- WORK TASK -
Of the entries below, return exactly those lines that fall between the one containing "Lint rules, though" and the one containing "In practice it", the two end lines included.

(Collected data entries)
PR #750, opened 2020-04-28
Remove --suppress-errors flag and don't throw when no demos are found

JakeChampion:


lib/tasks/demo-build.js
```diff
@@ -353,17 +353,6 @@ module.exports = function (cfg) {
...
-				if (config && demoFilters) {
-					noDemosError += ' for ' + String(demoFilters);
-				}
-				noDemosError += '.';
-
-				const e = new Error(noDemosError);
-				e.stack = '';
-				throw e;
-			}
 			// Check if obt is watching for Sass changes.
```
chee, line 356: does it just silently do nothing if the person has asked to run demos and they don't exist?

JakeChampion: Only if the --demo-filter flag is also passed
```
❯ ../../../origami-build-tools/lib/origami-build-tools-cli.js demo
 ✖ Compiling Demos   
    → Sass file not found: /Users/jake.champion/Code/repo-data-cli/components/o-table… 
❯ ../../../origami-build-tools/lib/origami-build-tools-cli.js demo --demo-filter=jake
✔ Compiling Demo
```

README.md
```diff
@@ -121,6 +120,7 @@ obt init o-my-new-component
 
 - NodeJS v10 is no longer supported. Use NodeJS v12 or above.
 - A default CommonJs export now maps to `module.exports.default`, the default [Babel](https://babeljs.io/) behaviour. If using `require` to include a default CommonJs export add a `.default` property to the `require` call. Alternatively update your project to use [ECMAScript Module syntax](https://developer.mozilla.org/en-US/docs/Web/JavaScript/Guide/Modules).
+- The `--suppress-errors` flag has been removed. OBT no longer throws an error if their are no demos to be built.
```
JakeChampion, line 123:
```suggestion
- The `--suppress-errors` flag has been removed. OBT no longer throws an error if their are no demos to be built if passed the `--demo-filter` flag.
```

lib/tasks/demo-build.js
chee: hm, i wonder if it would be nice to print something like "skipped: no demos matched the given filter"?

JakeChampion: Yes, I like that idea a lot!

JakeChampion: Done!

PR #751, opened 2020-04-28
Remove flags we no longer want to support

JakeChampion:
This is part of the work for https://github.com/Financial-Times/origami-build-tools/issues/735

- Removed the `--js` flag.
- Removed the `--sass` flag.
- Removed the `--build-js` flag.
- Removed the `--build-css` flag.
- Removed the `--build-folder` flag.
- Removed the `--standalone` flag.
- Removed the `--verbose` flag.

### DIFF
--- a/README.md
+++ b/README.md
@@ -36,7 +36,6 @@ If you have any issues with OBT, please check out [troubleshooting guide](https:
 		-h, --help                 Print out this message
 		--watch                    Re-run every time a file changes
 		--run-server               Build demos locally and runs a server
-		--js=<path>                Main JavaScript file (default: ./src/main.js)
 		--sass=<path>              Main Sass file (default: ./src/main.scss)
 		--build-js=<file>          Compiled JavaScript file (default: main.js)
 		--build-css=<file>         Compiled CSS file (default: main.css)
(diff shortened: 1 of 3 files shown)


notlee:
Nice! I think it would be a good opportunity to simplify obt and remove code related to supporting those flags, as well as the flags themselves?

JakeChampion:
@notlee Which commands are you thinking about? I think all the commands still take flags. The `--ignore-bower` flag is used in the `install`, `test` and `build` commands. The `--run-server` and `--watch` flags are used by all the commands as well

chee:
could remove this ternary, and the Promise.resolve wrapper https://github.com/Financial-Times/origami-build-tools/blob/044b02c9e230c6adb5fd0b1e10b5f140c325263c/lib/tasks/build-sass.js#L59
and these config.buildCss and config.buildFolder https://github.com/Financial-Times/origami-build-tools/blob/044b02c9e230c6adb5fd0b1e10b5f140c325263c/lib/tasks/build-sass.js#L63-L64

chee:
and this if statement https://github.com/Financial-Times/origami-build-tools/blob/aaff645da2aaebc90cbf355d95d9929e7bb986ba/lib/tasks/build-js.js#L51-L53

JakeChampion:
@chee Those are used by the `obt demo` command, we can't remove them unfortunately.

JakeChampion:
> and this if statement
> 
> https://github.com/Financial-Times/origami-build-tools/blob/aaff645da2aaebc90cbf355d95d9929e7bb986ba/lib/tasks/build-js.js#L51-L53

We are not using webpack in v10, I think this is from the previous major of obt

chee:
oh that's a pity

PR #755, opened 2020-04-30
make obt init call npm init origami-component

JakeChampion:


notlee:
Nice! We can delete all the stuff in ` lib/tasks/boilerplate`

notlee:
And all of these 😄 https://github.com/Financial-Times/origami-build-tools/pull/755/commits/bbbd520a7895d06ec31f7dfd57f45f79864e0f00#diff-f4ff27affcdccb91e156216ec206fa9cL11-L34

notlee:
There's an integration test that runs `obt  init` then checks building, demos, and linting doesn't error. That'll fail as the cli is interactive now. Maybe we can delete that test in favour of a unit test which checks create-origami-component is called? Since create-origami-component is responsible for creating a new component now

JakeChampion:
I'm fixing all these things :-)

chee:
ha! fantastic

chee:
yay! this is fantastic

PR #760, opened 2020-04-30
Fix JavaScript build for `dev` and `demo` commands.

notlee:


lib/tasks/build-js.js
```diff
@@ -39,7 +39,9 @@ module.exports = async function (cfg) {
 
 		const swcArguments = ['--filename', '-', '--no-swcrc', '-C', 'minify', '--source-maps', 'inline'];
 
-		const swc = run('swc', swcArguments, dontOutputToTerminal);
+		const swc = run('swc', swcArguments, Object.assign({
+			localDir: path.resolve(__dirname, '../../node_modules/.bin')
```
JakeChampion, line 43: This shouldn't be needed :/ we use execa and execa adds the node_modules/.bin to the path I thought?

notlee: without digging I can only add ¯\_(ツ)_/¯ ...works now, didn't before

notlee: I'm going to write an integration test for the demo command

JakeChampion: I don't know if that will work for globally installed obt though, is there a way to test?

notlee: we're using the same pattern already for bower
		localDir: path.resolve(__dirname, '../../node_modules/.bin')

notlee: https://github.com/sindresorhus/execa/issues/169

notlee: tests over here https://github.com/Financial-Times/origami-build-tools/pulls

PR #766, opened 2020-05-04
Always show Sass debug and warning notices.

notlee:
We removed the `--verbose` flag but did not set `verbose: true`
by default. In other words, the `verbose` option still existed
but had no cli flag to set it to true.

Remove the verbose option all together and update our unit tests
to always expect debug output from Sass builds


origamiserviceuser:
:tada: This PR is included in version v10.0.2 :tada:

PR #767, opened 2020-05-04
Move `stylelint-order` to `dependencies` from `devDependencies`

notlee:
**Move `stylelint-order` to `dependencies` from `devDependencies`**
`obt verify` errors when installed globally, as `stylelint-order` cannot be found. I assume this is why.

**Remove `is-es5-syntax` as a dev dependency, as it is not used.**


JakeChampion:
we run run our integration tests against the `npm pack`ed version of this project, that would catch this type of bug

notlee:
hmm, tests are timing out, that's annoying

origamiserviceuser:
:tada: This PR is included in version v10.0.3 :tada:

PR #770, opened 2020-05-05
Use component stylelint rules if defined.

notlee:
- Check the component directory for stylelint rules and use
those if found.
- Extend the `stylelint-config-origami-component` rules by
default.

On linting Sass, our specification says:
>Sass must validate using the Origami Sass Lint rules, though
>exceptions may be enabled temporarily within a component using
>Sass Lint comments.
>
>Component indent type (tabs or spaces) is not standardised:
>developers must respect whatever indent type is already in use
>when editing existing components.

In practice it was difficult to match the existing indentation of
a component and we often ended up with a mix. Origami Build Tools
v10 therefore lints for tab indentation. Enabling components to
extend `stylelint-config-origami-component` and individually
customise Stylelint config will allow engineers who build Origami
components to choose spaces if they feel strongly. It also helps
text editor integration.


origamiserviceuser:
:tada: This PR is included in version v10.1.0 :tada:

PR #776, opened 2020-05-06
Update Sass linting to allow newlines in declarations and functions.

notlee:
This is useful for formatting functions with large arguments in a
readable way:
```scss
$some-very-very-very-large-conditional: true;
$foreground-color: if(
	$some-very-very-very-large-conditional == true,
	"then each argument should go on a newline for readability",
	"otherwise each argument could be on the same line"
);
```

And for formatting declarations such as grid areas in a readable
way:
```scss
.foo-grid {
	grid-template-areas:
		"header header header"
		". sidebar ."
		". main ."
		"footer footer footer";
}
```

### DIFF
--- a/package-lock.json
+++ b/package-lock.json
@@ -3153,7 +3153,7 @@
     },
     "event-stream": {
       "version": "3.3.4",
-      "resolved": "https://registry.npmjs.org/event-stream/-/event-stream-3.3.4.tgz",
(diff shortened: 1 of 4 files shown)


origamiserviceuser:
:tada: This PR is included in version v10.1.5 :tada:

PR #777, opened 2020-05-06
Fix the `--brand` flag when used with the `dev` command.

notlee:


lib/origami-build-tools-cli.js
```diff
@@ -179,10 +182,10 @@ if (task && (argument === 'develop' || argument === 'dev')) {
 				childProcess.kill();
 			}
 
-			childProcess = runWatchedTask(['demo']);
+			childProcess = runWatchedTask(devArguments);
```
JakeChampion, line 185: is it possible to have a test for this?

notlee: I opened an issue. We should add tests for the whole command https://github.com/Financial-Times/origami-build-tools/issues/778

origamiserviceuser:
:tada: This PR is included in version v10.1.6 :tada:

PR #808, opened 2020-06-12
Make obt output GitHub Annotations for errors and warnings

JakeChampion:
By logging out in the format:
```js
console.log(`::error file=${file},line=${line},col=${column}::${message}`);
```
GitHub will add an annotation to the `file` at the `line` and `col` location with the contents of `message`.

We can also url-encode any new-line characters in the `message` and the new-line characters will appear in the annotation as well.

Approaching GitHub annotations this way instead of using [GitHub Problem Matchers](https://github.com/actions/toolkit/blob/master/docs/problem-matchers.md) is a better solution for Origami because it means we have a single location where the code for the annotations lives instead of being spread across different repos and files. It also is far simpler to understand than a JSON file which contains Regular Expressions and also allows us to have different output in CI and in the annotation itself :-)


lib/tasks/pa11y.js
```diff
@@ -28,21 +28,20 @@ const pa11yTest = async function (config) {
...
-				'\n' +
-				'   ├── ' + result.selector.replace(/\s+/g, ' ') +
-				'\n' +
-				'   └── ' + result.context.replace(/\s+/g, ' ')).grey
-		);
-
 	if (results.issues.some(result => result.type === 'error')) {
-		throw new Error(errors.join('\n') + '\nFailed Pa11y tests');
+		// Process and return the results
+		require('colors');
```
notlee, line 33: oh what does this `require('colors');` do?

JakeChampion: It adds lots of methods to the String prototype 🙈 Let's fix this to use `colors/safe` instead

test/unit/plugins/listr-karma.test.js
```diff
@@ -98,7 +81,7 @@ describe('SpecReporter', function () {
 							failedSpec = {
 								suite: ['suite name'],
 								description: 'description of test',
-								log: ['log', 'test/add.test.js']
+								log: ['2+2 doest not equal carrot', 'test/add.test.js:1:12']
```
notlee, line 84: `2+2 doest not equal carrot` 😂

JakeChampion: Hey now, I'm almost certain that it does not equal carrot :P

origamiserviceuser:
:tada: This PR is included in version v10.5.0 :tada:

PR #119, opened 2020-04-19
Filters for Store List

anniero98:

# What's new in this PR

### In sum
- Added filters for the store list: "Open now", "Products in stock", "EBT", "WIC", "Snap Match", and "Healthy Rewards Accepted".
- Partially waiting on finalized designs, but in its current state it is usable and conforms more-or-less

### Functionality
- Added state object `filters` with various property names that map directly to `store` object properties (except for the `openNow` property).
- Added horizontal scrollview of `Chip` components, selectable
- Implemented filtering so that filters stack, and search is also applied
- Realized that, in a similar manner to how we initially implemented Auth button permissions, we don't need to keep filtered stores in state. Rather, we can just calculate and update the list in the `render` function, since all the information we need is in state.

### Styling
- Updated the chips styling in `styled/store.js`. Most of the work was really done in #98, I just messed around with the heights and margins until things seemed alright.

- Instead of using the `Chip` `built-in` `selected` property, I implemented filter-selection with booleans, since we needed them in state to filter the stores correctly anyway. Also, I couldn't see a good way to switch on `filters[name]` for the styling, text color, _and_ icon color.

### Other details
- Bug fix: moved the formatting for `formatPhoneNumber` into `mapUtils/updateStoreData` into creation of a `phoneNumber` property for stores (when initializing the data)

- In `StoreDetailsScreen`, had to un-format it https://stackoverflow.com/questions/1862130/strip-all-non-numeric-characters-from-string-in-javascript

- Cleanup: created a `storeOpenStatus` property for stores in `mapUtils/updateStoreData` and called `computeOpenHours` to initialize it. This is a string; if it contains `Open` then store is currently open. Removed logic explicitly calling this function outside of `mapUtils`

- ANSWER BOX -
>Sass must validate using the Origami Sass Lint rules, though
>exceptions may be enabled temporarily within a component using
>Sass Lint comments.
>
>Component indent type (tabs or spaces) is not standardised:
>developers must respect whatever indent type is already in use
>when editing existing components.

In practice it was difficult to match the existing indentation of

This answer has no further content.